(Dataset entries)

*** Block opens ***

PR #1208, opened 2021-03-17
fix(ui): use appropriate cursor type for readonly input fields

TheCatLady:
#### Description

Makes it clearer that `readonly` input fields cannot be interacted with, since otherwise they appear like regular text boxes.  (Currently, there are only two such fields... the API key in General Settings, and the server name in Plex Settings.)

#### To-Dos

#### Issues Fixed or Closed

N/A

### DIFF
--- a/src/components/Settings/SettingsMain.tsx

*** Block closes ***
*** Block opens ***

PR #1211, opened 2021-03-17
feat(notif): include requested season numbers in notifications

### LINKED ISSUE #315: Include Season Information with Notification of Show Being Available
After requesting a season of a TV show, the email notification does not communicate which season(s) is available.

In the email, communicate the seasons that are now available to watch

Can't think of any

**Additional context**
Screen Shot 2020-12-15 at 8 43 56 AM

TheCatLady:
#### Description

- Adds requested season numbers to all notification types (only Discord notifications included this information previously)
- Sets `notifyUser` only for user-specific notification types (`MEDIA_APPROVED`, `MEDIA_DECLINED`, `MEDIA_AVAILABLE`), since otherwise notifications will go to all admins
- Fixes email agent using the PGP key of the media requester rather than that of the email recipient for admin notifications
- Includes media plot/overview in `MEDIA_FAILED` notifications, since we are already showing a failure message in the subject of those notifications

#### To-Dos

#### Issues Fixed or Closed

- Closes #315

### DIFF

*** Block closes ***
*** Block opens ***

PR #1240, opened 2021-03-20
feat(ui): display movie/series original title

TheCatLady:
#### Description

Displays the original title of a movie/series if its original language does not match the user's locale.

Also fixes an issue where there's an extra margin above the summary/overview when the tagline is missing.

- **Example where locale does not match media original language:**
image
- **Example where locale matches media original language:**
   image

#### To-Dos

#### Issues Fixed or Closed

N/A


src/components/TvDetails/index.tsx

*** Block closes ***

▶ _TASK TO COMPLETE_: Report every line of the entries that carries the word "Settings".

▶ _ANSWER SPACE_:
Makes it clearer that `readonly` input fields cannot be interacted with, since otherwise they appear like regular text boxes.  (Currently, there are only two such fields... the API key in General Settings, and the server name in Plex Settings.)
--- a/src/components/Settings/SettingsMain.tsx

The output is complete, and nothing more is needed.